- Problem requirements -
For each line in the data that includes "handles", make a copy.

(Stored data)
=== Begin Enclosure ===

PR #983, opened 2026-07-17
regz: Move VirtualFilesystem into /modules

piotrfila:
I originally intended for this to just be a simple PR moving the files but the VirtualFilesystem code was offensive enough that I decided to rewrite most of it, adding more error checking along the way.

I also found and fixed a bug where Dir.openFile() only matched on the file name, but not on directory names, so if both
`foo/bar/main.zig`
and
`alice/bob/main.zig`
existed, handle to any of them could be returned.

### DIFF
--- a/modules/virtual-io/src/root.zig
+++ b/modules/virtual-io/src/root.zig
@@ -89,7 +89,14 @@ pub const vtable: *const std.Io.VTable = blk: {
             _: Dir.OpenFileOptions,
         ) File.OpenError!File {
             const vio: *VirtualIo = @ptrCast(@alignCast(userdata.?));
-            return try vio.dir_open_file(dir, sub_path) orelse error.FileNotFound;
+            const node = try vio.get_node(dir, sub_path);
+            return switch (node.value_ptr.kind) {
+                .file => .{
+                    .handle = node.key_ptr.*,
+                    .flags = .{ .nonblocking = false },
+                },
+                .dir => error.IsDir,
+            };
         }
 
         fn file_close(_: ?*anyopaque, _: []const File) void {}
@@ -141,7 +148,7 @@ pub fn deinit(vio: *VirtualIo) void {
     vio.hierarchy.deinit(vio.gpa);
 }
 
-pub fn total_file_count(vio: *VirtualIo) usize {
+pub fn total_file_count(vio: *const VirtualIo) usize {
     var ret: usize = 0;
     var it = vio.nodes.iterator();
     while (it.next()) |entry| {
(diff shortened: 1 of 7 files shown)


Grazfather (approved):
Assuming that root.zig is basically an unchanged VirtualFilesystem.zig, it looks good to me.

Why virtual-io instead virtual fs?

modules/virtual-io/src/root.zig
```diff
@@ -0,0 +1,291 @@
+//! In-memory filesystem implementation
+const std = @import("std");
+const builtin = @import("builtin");
+
+const Allocator = std.mem.Allocator;
+const assert = std.debug.assert;
```
mattnite, line 6: This is unused according to our check

mattnite (changes requested):
I don't see us needing this to become a full virtual IO system, it's just an in-memory filesystem for easy testing, so I'd keep the `VirtualFilesystem` name for both the module directory name and the file name.

piotrfila:
I figured the name was picked before the introduction of the Io interface, so if it was created now it would be called VirtualIo.

But I don't have a strong opinion on this, I'll just revert this change.

Grazfather:
I do not mind the naming, I was only curious. I will actually review the changes now. Good work on the bug fixes!

modules/virtual-io/src/root.zig
```diff
@@ -0,0 +1,291 @@
...
+        else => @compileError("Expected File or Dir, got " ++ @typeName(T)),
+    };
+}
+
+pub const Dir = struct {
+    pub const empty: Node = .{ .dir = .{ .inner = .empty } };
+    pub const kind: Node.Kind = empty;
+
+    pub const ID = enum(Node.ID) {
+        // Reserve first 256 file handles for os-specific values, such as sitdin/out/err
```
Grazfather, line 22:
```suggestion
        // Reserve first 256 file handles for os-specific values, such as stdin/out/err
```

modules/virtual-io/src/root.zig
```diff
@@ -0,0 +1,291 @@
...
+        }
+        return ret;
+    }
+
+    pub fn file_contents(vio: *const VirtualIo, file: Io.File) !*std.ArrayList(u8) {
+        return &(try (try File.ID.from_std(file)).get(vio)).inner;
+    }
+};
+
+pub fn from_handle(T: type, handle: std.posix.fd_t) !T {
```
Grazfather, line 274: Shouldn't these return `std.Io.Operation.FileWriteStreaming.Error`? Since we `try` in `write_streaming` which returns that error type.

modules/virtual-io/src/root.zig
```diff
@@ -0,0 +1,291 @@
...
+        .windows => @intFromPtr(handle),
+        else => handle,
+    })) |int|
+        @enumFromInt(int)
+    else
+        error.Unexpected;
+}
+
+pub fn to_handle(id: anytype) std.posix.fd_t {
+    // const ID = @TypeOf(id);
```
Grazfather, line 286: xxx

mattnite (approved):

piotrfila:
Was this merge intentional? There were still issues to be resolved :sweat_smile: 
I can just add them to my next PR though

modules/virtual-io/src/root.zig
piotrfila: Only assert is unused, fixed

modules/virtual-io/src/root.zig
piotrfila: from_handle is used in a few places and FileWriteStreaming.Error set just does not contain the FileNotFound error. I guess the closest would be NotOpenForWriting?
I didn't spend too much time picking these error names, in case they are encountered the trace should point to the exact error location anyway.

=== End Enclosure ===

- Response box -
+        // Reserve first 256 file handles for os-specific values, such as sitdin/out/err
        // Reserve first 256 file handles for os-specific values, such as stdin/out/err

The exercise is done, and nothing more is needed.